Deacfreak07
Ain't played nobody, PAWL!
Elevation profile for my 20 miles today. Moses Cone is a great place to run. Weather was crummy, but cool trails.
My friend swears by Fig Newtons. GUs send her to the nearest portapotty
I have always used GUs and had no problem - but the key is finding what works for you.
Every full marathon I have run I died somewhere between 18-21 and missed my goal. In retrospect I believe my problem was inadequate pre-race nutrition. I can't stand to eat solid food before a race so I would just eat a couple of GUs and try to keep up with my caloric needs during the race with more GUs - like one every 3-4 miles. But I think I needed more calories as a base when I started.
A friend of mine drinks a couple of ENSUREs before a marathon - that is like 600 calories and it is liquid, not solid. If I ever do another full I am going to try that.
Anyone ever heard of or use Milestone Pod? Was just reading about it. Like an odometer for your running shoes.
I assume you mean if I ever do another full, I'm going to try that during one of my long training runs.
I should probably just ask hops directly, but question for the marathoners as I start another taper madness. My goal for City of Oaks has been sub 4:30 (DC was about 4:38 with a hard bonk the last 6 miles or so). My plan was to start with the 4:15 pace group, and as long as I stayed in front of the 4:30 group I would be satisfied.
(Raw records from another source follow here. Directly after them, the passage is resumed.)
PR #1898, opened 2017-03-28
Familiar AI Fix/Revamp v3

GriffonSpade:
Associated Thread: [Familiar AI Fix/Revamp](https://www.servuo.com/threads/familiar-ai-fix-revamp.6961/)

Before being merged to master, this pull should definitely be tested, preferably have confirmation in OSI behavior fidelity, and any necessary refinement to correct if either of the previous two have issues.

-Familiars ONLY attack creatures within RangeHome (default 10) of master.

v2:
-Fixed a a bug causing familiar to not attack anything not attacking itself
-Various incidental Trims

v3:

### DIFF
--- a/Scripts/Mobiles/AI/BaseAI.cs
+++ b/Scripts/Mobiles/AI/BaseAI.cs
@@ -581,7 +581,7 @@ namespace Server.Mobiles
 
 									if (m_Mobile.CheckControlChance(e.Mobile))
 									{
-										
+
 										m_Mobile.ControlOrder = OrderType.Guard;
                                         m_Mobile.ControlTarget = null;
 									}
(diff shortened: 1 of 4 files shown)


kevin-10:
Upon aggroing, familiars are auto-attacking the target.  They should not do this except death adder and vampire bat.

GriffonSpade:
I believe that was not my error, but the one who did that edit: AttacksMastersTarget was set to true in BaseFamiliar (I did not change it). I thought it was odd, but I didn't want to change any of the existing functionality.

GriffonSpade:
Reverted and changed some of the previous stuff. I think I might have this power-sliding and warping issue buggered. At least for familiars.

As a final question, will the familiars on OSI without AttackMastersTarget attack the enemy if they're the master's target AND happen to be in melee range? (essentially just not chasing them)

I want to go over version 3 a few more times, and I'll put it up in a new PR tomorrow.

GriffonSpade:
Updated this to version 3.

My logic being that the 4:15 pace seems manageable, and it would be easier to stay in front of 4:30 than try to catch 4:15 if I'm feeling strong.
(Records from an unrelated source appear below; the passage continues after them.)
PR #1902, opened 2017-03-29
Adds a code standards document.

jdphenix:
This first iteration of a code standard is definitely not intended to be authoritative or final. My intent is to merely get the ball rolling on the idea of having code standards and to gauge interest on the idea.

Most of what I've added here is based on what seems to be in the majority of the ServUO code base. In other cases, it's just what I see as common sense practices (like descriptive names). 

I was to reiterate that I'm not trying to impose my ideas of standard on a project I've never contributed to, but rather to introduce the idea of having coding standards, which we could turn around and evolve into build dependencies on new code. 

I would not consider this pull request "final" right now.

### DIFF
--- a/CodeStandards.md
+++ b/CodeStandards.md
@@ -6,10 +6,10 @@
 
 ### Omit `this` for member access. 
 
-Do not use `this` to denote access to an instance's members. If `this` must be used to to access a
+Do not use `this` to denote access to an object's members. If `this` must be used to access a
 member, rename or refactor the code to not require it. 
 
-**Exception**: Scripts may use `this` to denote member access.
+**Note**: A solitary `this` may be used to reference the current object itself. 
 
 ### Use immutable data when possible. 
 
@@ -92,7 +92,7 @@ For example,
     public static bool Enabled = true; 
     public int TotalGold { get; }
 
-### Method parameters must be in pascalCase.
+### Method parameters and local variables must be in pascalCase.
 
 For example, 
 
--- a/CodeStandards.md
+++ b/CodeStandards.md
@@ -4,6 +4,35 @@
 
 ### Use tabs for indents. 
 
+### Add contrite, descriptive comments above code that is complex, counter-intuitive, or has exceptions to standards that are required to function.
+
+    // Example: you have a faction check, but it only checks players and their pets, ignoring uncontrolled faction creatures.
+
+    if (IsStaff())
+    {
+        //Staff can always do this!
+    }
+    else if(Criminal || Kills >= 5)
+    {
+        return;
+    }
+
+    // bad example - such a construct would require an explanation
+
+    if (Criminal || Kills >= 5 ? "T" : "F" == "T") 
+    {
+        return; 
+    }
+
+    // bad example - doesn't need explanation.
+
+    // if the mobile is a criminal
+    if (Criminal)
+    {
+         // reduce their health by 10.
+        Health -= 10;
+    }
+
 ### Omit `this` for member access. 
 
 Do not use `this` to denote access to an object's members. If `this` must be used to access a
--- a/CodeStandards.md
+++ b/CodeStandards.md
@@ -1,0 +1,139 @@
+# ServUO Coding Standards
+
+## General Conventions
+
+### Use tabs for indents. 
+
+### Omit `this` for member access. 
+
+Do not use `this` to denote access to an instance's members. If `this` must be used to to access a
+member, rename or refactor the code to not require it. 
+
+**Exception**: Scripts may use `this` to denote member access.
+
+### Use immutable data when possible. 
+
+When possible, use `readonly` and private setters on properties to enforce immutability. 
+
+### Do not use magic numbers or values. 
+
+Name values appropriately to what they mean. Do not use names for very obvious meanings. 
+
+For example, 
+
+    private readonly int m_MageryCircles = 8;
+
+    if (m_MageryCircles < castingSpell) 
+    { 
+        // something went wrong!
+    }
+    
+    // bad examples
+    if (8 < castingSpell)
+    { 
+        // something went wrong!
+    }
+
+    private readonly int m_one = 1; // unneeded clarification
+
+### Do not add `using` statements that aren't used by the source file. 
+
+Do not add unused `using` statements to the header of source files. 
+
+## Access Control Conventions
+
+### Fields must not be exposed as `public`, `protected`, or `internal`.
+
+For example, 
+
+    private int m_Gold; 
+
+    // bad examples
+    protected int m_Gold; 
+    public int m_Gold;
+
+## Naming Conventions
+
+### Prefer descriptive names.
+
+Use descriptive names in the ServUO code base. Use your best judgement for length. Be kind to 
+yourself three months from now.
+
+For example, 
+
+    int goldGained;
+    bool isLlamaSafe;
+
+    // bad examples
+    int gg;
+    int goldGainedTodayPerCharacter;
+    bool lsafe;
+
+### Private members must be prefixed with `m_` in CamelCase. 
+
+This rule applies to both instance and static members, including events, fields, properties, and 
+methods.
+
+For example, 
+
+    private bool m_CanReportMurder;
+    private static m_ParticleSupportType = ParticleSupportType.Detect;
+
+    // bad examples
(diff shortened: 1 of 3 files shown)


GriffonSpade:
A few things I noticed:
Please forgive me if I butcher the lingo.

1) local variables don't use 'normal' camel-case. They always start with a lower-case, then camel-case thereafter.
ex. myVariable, target, combatant, maxCircle, master, mc, etc.
I assume that this is so they don't interfere with Public variables.

2)
> +### Omit `this` for member access. 
> +
> +Do not use `this` to denote access to an instance's members. If `this` must be used to to access a
> +member, rename or refactor the code to not require it. 
> +
> +**Exception**: Scripts may use `this` to denote member access.

This seems garbled. First line says 'omit this for member access', last line says 'scripts may use this to denote member access'. 

I'm thinking this should maybe read: 
Do not prepend 'this.' to the current object's variables, functions, etc.
**Note** Solitary 'this' may be used to denote the current object itself

3) Comments.
Please add contrite, descriptive comments above code that is complex, counter-intuitive, or has notable exceptions to 

example: you have a faction check, but it only checks players and their pets, ignoring uncontrolled faction creatures.

-If you have a check that is completely empty, please place a contrite comment inside it that explains why it's there. Example:
if ( IsStaff())
{
//Staff can always do this!
}
else if{ Criminal || Kills >= 5 )
{
return;
}

4) Variables/functions in Abstract classes or otherwise intended to be used by objects/classes that inherit them, but not designed to be accessible in properties should also be Public, yes?

CodeStandards.md
```diff
@@ -0,0 +1,139 @@
+# ServUO Coding Standards
+
+## General Conventions
+
+### Use tabs for indents. 
+
+### Omit `this` for member access. 
+
+Do not use `this` to denote access to an instance's members. If `this` must be used to to access a
```
ppardalj: Typo: "to to" should be "to".

CodeStandards.md
```diff
@@ -0,0 +1,139 @@
+# ServUO Coding Standards
+
+## General Conventions
+
+### Use tabs for indents.
```
ppardalj: At the moment current `.editorconfig` states spaces are the current standard. I'm not sure whether the tab vs spaces discussion has ever happened in the past, so maybe project maintainers can provide some insight here.

In any case I would try to keep coding standards compliant with editor settings.

kevin-10:
I don't know how its done in the 'coding' world, but it just seems to me, like anything else, is that everyone has their own style.  Don't we all use some type of editor where it normalizes the indents?  I use Visual Studio, so the only time I see a discrepancy in indention is when you read them straight from github on my web browser.  Now, I see a lot of fancy words for things like camel case, something in which I didn't even know there was a name for!  I do this only for a hobby, so all this code standards stuff is new to me.  I mean, if the code works, and is efficient, who gives a sh*t which letters I capitalized.  If I want to name a field _HiThere instead of the trendy m_HiThere, what does it matter?  The RunUO, and now the ServUO environment is filled with different coding styles.  Bottom line, you either understand C# or not.  If you understand it, then this shouldn't be an issue.

GriffonSpade:
It's called CamelCase because ItHasHumpsInsteadOfSpaces. :)

Nope, Notepad++ doesn't automatically normalize the indents on save, it saves the file exactly as you leave it. 
Basically, tabs are more visible(nice long line instead of tiny dots), require dealing with less characters overall, and no broken indents because one character is one indent step. 
(Even with the editorconfig plugin, I wound up just using tabs anyway and converting to spaces manually. Mind, not on the Familiar AI stuff. Don't want to distract from what's actually being changed with a billion style edits.)

Basically, because each different type of variable has its own standardized format, it makes everything intuitive to read and use for everyone involved. It can be extremely confusing and time-consuming to read/edit someone's work who doesn't use a standardized coding style. (How confusing and time-consuming depends on how deviant it is.) And starting variables with underscores makes people's heads explode.

kevin-10:
I see your point, but imo it's nit pickey. But I don't do this for a living, and I suspect some of you do so I'm assuming any type of standardized code formatting is 101 stuff.  I'll do my best to adhere to the guidelines from here on out.  For the most part, I'd say I'm pretty good about most of this stuff.  I do like starting fields with underscore lol.

GriffonSpade:
You're right that it's nitpicky, and always annoying. But at the same time, when you're looking over someone else's work, you're so very thankful it's there.

CodeStandards.md
jdphenix: I think it would be reasonable to base off the `.editorconfig` that's present at the moment - including updating it and the ReSharper settings file that also in the repo with what (if anything) we end up deciding here.

jdphenix:
@kevin-10 Keep in mind I'm not saying "thou shalt" in this suggestion. I'm frankly not the right person to make the decisions made in my PR. I actually personally prefer spaces (flame on!), but tabs are what's in most of the source files. I'm just trying to start the discussion. 

What I did was just base mostly off of what is present in the repo right now, which doesn't necessarily reflect what ServUO's primary maintainers want to do today. 

I definitely wouldn't call standards strictly required, simply a decent idea in my opinion.

ppardalj:
@kevin-10  Coding standards are a basic thing for every serious software project, even more important for those with a large codebase such as ServUO's. Especially now, when the development is focusing more in quality over quantity, it's not only important that code works, but that it's readable by other contributors, and it's easily modifiable. I recommend to read about the topic if you're interested: https://en.wikipedia.org/wiki/Coding_conventions

Even in the open source world, where people don't develop for profit, this is as important (if not more) than in proprietary code, given the potential amount of contributors. See some examples here https://balau82.wordpress.com/2010/12/28/coding-styles-comparison-in-the-open-source-software-world/

Personally, I do software engineering for a living, and I can't work with a codebase that does not follow any type of standards, it's just too much time consuming. I'm sure every software engineer that has ever contribute to ServUO agrees that it's sometimes difficult to read code in this project, and that they will be encouraged and more motivated to contribute if they see a clean codebase.

For less experienced people, it's also a huge benefit since they can use the project codebase to learn good programming practices and boost their learning speed, which at the end of the day also benefits the project itself by improving the quality of their contributions.

kevin-10:
Understood.  I learned c# in the RunUO/ServUO environment, so I feel like the standards are ok.

jdphenix:
One other thing I need to ask about 

To `var` or not to `var`, that is the question @ppardalj @kevin-10

GriffonSpade:
I think it would require some consensus from the majority senior developers on the tab vs space issue.

As to if it's been discussed before, I linked it at the bottom of your general ServUO questions thread and I'll put it here too, my thread from back in November:

[https://www.servuo.com/threads/creature-file-formal-style.5642/](https://www.servuo.com/threads/creature-file-formal-style.5642/)

ppardalj:
@jdphenix regarding your questions:
- Tabs vs spaces: as you pointed, it does not really matter as long as there is consistency across the whole codebase. If the majority of the code is already formatted with tabs, I'd go for tabs.
- `Var` usage: I would leave this up to the developer, use `var` only if it enforces readability of the code. For example, for long initializers such as `Dictionary<Mobile, int> damageEntries = new Dictionary<Mobile, int>()` it makes sense to use `var` to remove duplication. This assumes we are using good naming for variables and that type can be omitted without reducing readability. This article summarizes it pretty well: http://intellitect.com/when-to-use-and-not-use-var-in-c/

GriffonSpade:
Actually, I discovered another reason to use tab indents: Space indents don't work in chat here or on forums, while tab indents do :P

GriffonSpade:
It's important to note that line 11-18 is a separate example from line 9. Needs another // Example: line inserted.

GriffonSpade:
Space Indents apparently cause issues with configuration files. Is there any way to exclude specific file types? Otherwise, shall we just go over to tabs?

CodeStandards.md
Vorspire: Tab spacing always comes out nicer.

Vorspire:
There is never going to be a unanimous agreement between everyone on the standards that should be used throughout the project. Coding standards change with time and for that reason it's best to stick to resources that are actually going to stay up-to-date. This information would be better suited for the ServUO forum for those that haven't already adopted coding standards or developed their own personal style.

All that said, checked the race website yesterday, and they don't have a 4:15 pacer. Just 4 and 4:30. I've never used a pacer before, but my tendency is always to start too fast. Should I stick with the 4:30s for 13 or so and see what I have at the end or just try to pace myself 4:15?
how did you do most of your long training runs? did you go steady the whole time and maintain one pace (and possibly slow down a little as you went?)? if that's the case, i'd try your best to pace yourself for 4:15. If you did any negative-split long runs and know/trust your body to kick it up and maintain that, then maybe start w/ the 4:30 group and push it a little after 13.1.
that's my thinking.
good luck, regardless!
How are you motivated best in races? Extrinsic/intrinsic? If you're pushing yourself, I'd say try to keep a pace at 4:15 on your own. If others/the crowd help you, I'd start with the 4:30 group and see how you feel at different miles starting with ~10 or so, to see if you want to try to run with the 4:00 group. Tough if you're extrinsically motivated to keep yourself from super-adrenaline pounding the start of the race though.
Intrinsic, I think at least. Though I tend to naturally pick up the pace whenever I hear footsteps if that makes sense. I think that advice makes sense, and is likely the way I go. I was just looking forward to having someone else set that manageable pace for the first 13-18 miles without me having to think about it or focus at all.